Operator theory

Under operational calculus is understood in electrical engineering and systems theory in communications engineering various historically developed mathematical calculi for describing the behavior of linear time-invariant systems. Instead of the "classic" description by differential equations and systems of differential equations and their complex solution, the operational calculus describes the behavior of the elementary components and the complex systems by operators and thus leads the differential equations to algebraic equations back.

Mathematics lies in the dimensions of finite function vector space in front, which can always be explicitly formulated algebraically.

A system is described by the following simple algebraic relation:

In all calculations of operators, the difference between the signals and the system characteristics disappears. Both are represented equally by the respective operators.
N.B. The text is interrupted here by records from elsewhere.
PR #8820, opened 2017-05-30
Add function to sort keypoints that are calculated in parallel

woodychow:
to ensure stable output

Needed by opencv/opencv_contrib#1195

### DIFF
--- a/modules/features2d/src/keypoint.cpp
+++ b/modules/features2d/src/keypoint.cpp
@@ -221,4 +221,44 @@ void KeyPointsFilter::removeDuplicated( std::vector<KeyPoint>& keypoints )
     keypoints.resize(j);
 }
 
+struct KeyPoint12_LessThan
+{
+    bool operator()(const KeyPoint &kp1, const KeyPoint &kp2) const
+    {
+        if( kp1.pt.x != kp2.pt.x )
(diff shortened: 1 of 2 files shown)


modules/features2d/src/keypoint.cpp
```diff
@@ -221,4 +221,44 @@ void KeyPointsFilter::removeDuplicated( std::vector<KeyPoint>& keypoints )
...
+
+    std::sort(keypoints.begin(), keypoints.end(), KeyPoint12_LessThan());
+
+    for( i = 0, j = 1; j < n; ++j )
+    {
+        const KeyPoint& kp1 = keypoints[i];
+        const KeyPoint& kp2 = keypoints[j];
+        if( kp1.pt.x != kp2.pt.x || kp1.pt.y != kp2.pt.y ||
+            kp1.size != kp2.size || kp1.angle != kp2.angle ) {
+            keypoints[++i] = keypoints[j];
```
vpisarev: should not we use postfix increment here? (and replace keypoints.resize(i+1) with keypoints.resize(i) below)

vpisarev:
:+1:

alalek:
This should be merged after the contrib patch or it would require appropriate tests.

PR #8823, opened 2017-05-30
fixed typo in pyopencv_from Point3d

### LINKED ISSUE #8822: Typo in Point3d python converter
There is a typo in
https://github.com/opencv/opencv/blob/master/modules/python/src2/cv2.cpp

```
template<>
PyObject* pyopencv_from(const Point3d& p)
{
    return Py_BuildValue("(ddd)", p.x, p.y, p.y);
}
```

last line should be
`    return Py_BuildValue("(ddd)", p.x, p.y, p.z);`

wpalfi:
resolves #8822


alalek:
Nice catch! :+1:

PR #8828, opened 2017-05-31
Multithreaded IPP gaussian blur

woodychow:


modules/imgproc/src/smooth.cpp
```diff
@@ -2272,7 +2319,26 @@ static bool ipp_GaussianBlur(InputArray _src, OutputArray _dst, Size ksize,
         if(!ippBorder.m_borderType)
             return false;
 
-        CV_INSTRUMENT_FUN_IPP(::ipp::iwiFilterGaussian, &iwSrc, &iwDst, ksize.width, (float)sigma1, ippBorder);
+        // IW 2017u2 has bug which doesn't allow use of partial inMem with tiling
+        if((((ippBorder.m_borderFlags)&ippBorderInMem) && ((ippBorder.m_borderFlags)&ippBorderInMem) != ippBorderInMem)) {
+            return false;
```
alalek: 1) Should we fallback to single-threaded version?
```
CV_INSTRUMENT_FUN_IPP(::ipp::iwiFilterGaussian, &iwSrc, &iwDst, ksize.width, (float)sigma1, ippBorder);
```

2) Should we check version macro: `IW_VERSION_COMPLEX <= 20170002` (in case of fix in the next release)?

3) Should we add new macro for disabled IPP feature [here](https://github.com/opencv/opencv/blob/0d86681b88d4605b49ea06e0e6218c1bcc36925c/modules/core/include/opencv2/core/private.hpp#L189-L208)?
```
#define IPP_DISABLE_FILTERING_INMEM_PARTIAL 1 // IW 2017u2 has bug which doesn't allow use of partial inMem with tiling
```

woodychow: I agree with 1. Actually I just copied that logic from ipp_bilateralFilter.

I am not sure about 2 as there is no guarantee that it will be fixed in the next version. Has anyone reported the bug to Intel yet? It seems to me that 3 is the way to go for now.

woodychow:
@alalek, how does the code look now?

alalek:
@woodychow Looks good to me! Thank you :+1:

woodychow:
Thanks!

PR #8829, opened 2017-05-31
destructor virtual for interface BufferPoolController

Ubiquite:


alalek:
Lifetime management of this object is not assumed via this interface, so "virtual destructor" is not needed here.

PR #16447, opened 2020-01-28
fix spelling errors

hjung4:


alalek:
Thank you for your effort.
Spelling fixes for "3rdparty" code is not accepted, because upgrading on next version lost all these fixes.
It is better to fix code in upstream projects instead.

The different Operators bills originated in the historical order given below:

The complex AC circuit analysis

This symbolic method of alternating current calculation results ( as so-called " j.omega calculation" ) is a complex resistance operator ( and others), but is bound to stationary sinusoidal signals. The introduction of the complex frequency in the extended symbolic method can make no difference in principle.

The Heaviside calculus

Oliver Heaviside extended the symbolic method of alternating current account empirically for arbitrary signals by introducing the differential operator and as a used him "normal" variable. These Heaviside operational calculus resulted in the ( " somewhat difficult" ) Interpretation sometimes (ie not specific to specifying conditions ) to erroneous results and was not exactly mathematically justified.

An extension and generalization of Heaviside calculus presents the HY- calculus dar.

The Laplace transform

The Thomas John I'Anson Bromwich, Karl Willy Wagner, John Renshaw Carson and Gustav Doetsch practicable elaborated Laplace transform tried these problems ( starting from the Fourier transformation ) to eliminate by a functional transformation. For this purpose, but had the amount of the recordable time limited functions and are solved in support of various limit problems. The proof of the sentences of the Laplace transform is often mathematically " very challenging ".

The operational calculus by Mikusiński

This algebraic founded operational calculus was developed in the 50s by Polish mathematicians January Mikusiński. It is based on the Heaviside operational calculus and the justification for it mathematically exact new with algebraic methods.

Benefits of operational calculus by Mikusiński

  • An operator is immediately followed by a mathematical model of the system.
  • There is no detour over an image area (frequency range ) is necessary, but it always works in the original domain ( time domain ).
  • Convergence studies and the resulting restrictions are not necessary.
  • Working with distributions to describe the Dirac pulse ( and similar signals) is not necessary.

Disadvantages of the operational calculus by Mikusiński

  • The algebraic reasoning is mathematically very abstract and trained for little algebraically " practicing engineers " not vivid.
  • The transition to practice often used " imaginary frequency " and thus the spectral representation of signals is not immediately obvious.

Therefore, and due to the extensive literature both in the practice of engineering activities as well as in teaching today, the Laplace transform, the method of operational calculus usually applied.